Going down 1 level of abstraction seems important if you want to extract the most performance from an SSD. Unsurprisingly, the above ideas also make ordinary magnetic disk drives more performant & potentially last longer.
In particular, the filesystem tends to undo a lot of the benefits you get from log-structuring unless you are using a filesystem designed to keep your files log-structured. Using huge writes definitely still helps, though.
A paper that I really like goes deeper into this: http://pages.cs.wisc.edu/~jhe/eurosys17-he.pdf
Edit: I had originally said "designed for flash" instead of "designed to keep your files log-structured." F2FS is designed for flash, but in my testing does relatively poorly with log-structured files because of how it works internally.
Edit 2: de-googled the link. Thank you for pointing that out.
In either case, the advice given in the article and by the OP is filesystem agnostic.
In my testing of these ideas, I've been able to push over 2 million transactions per second (~1Kb per transaction) to a Samsung 960 Pro. For reference, its rated for 2.1GB/s sequential writes, so I've got it pretty much 100% saturated.
The implementation for something like this is actually really underwhelming when you figure out how to put all the pieces together. I assembled this prototype (also a key-value store) using .NET5, LMAX Disruptor, and a splay tree implementation i copied from google somewhere. The hardest part was figuring out how to wait for write completion on the caller side (multiple calling threads are ultimately serialized into a single worker thread via the Disruptor).

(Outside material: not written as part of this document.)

PR #426, opened 2026-07-14
fix(api): return 400 not 500 for malformed list-endpoint query params (#420)

voidspooks:
## Summary

Fixes #420. GET list endpoints that decode query params via `gorilla/schema` returned **HTTP 500** when a param failed to parse. The decode error from `decoder.Decode(&input, r.URL.Query())` was passed straight into `respond()`, whose `sanitizeErr` had no case for a schema decode error, so it fell through to a 500. A malformed client-supplied param is the caller's fault and should surface as a **4xx** — a 500 inflates 5xx error metrics/alerts and gives the caller a misleading status.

Turns out, busy wait for a few thousand cycles followed by a yield to the OS is a pretty good trick. You just do a while(true) over a completion flag on the transaction object which is set en masse by the handling thread after the write goes to disk. Batch sizes are determined dynamically based on how long the previous batch took to write. In practice, I never observed a batch that took longer than 2-3 milliseconds on my 960 pro. Max batch size is 4096, and it is permanently full when 100% loaded. A full batch = a nice big IO to disk.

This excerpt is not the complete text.